▶ _What you are asked to do_
The records that follow must be transcribed in full, without any change.

--- Given records ---

PR #6506, opened 2020-10-13
[writeset-generator] Implement a primitive tooling for generating genesis writeset 

runtian-zhou:
## Motivation

This implements an offchain binary tool that would be used by node operators to generate genesis writeset in case of some catestropic scenarios. In case of a majority of validator lossed, this tools, together with the db bootstrapper will be used to remove bad validators to kick validators out from the network.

---

▶ _Result_
PR #6506, opened 2020-10-13
[writeset-generator] Implement a primitive tooling for generating genesis writeset 

runtian-zhou:
## Motivation

This implements an offchain binary tool that would be used by node operators to generate genesis writeset in case of some catestropic scenarios. In case of a majority of validator lossed, this tools, together with the db bootstrapper will be used to remove bad validators to kick validators out from the network.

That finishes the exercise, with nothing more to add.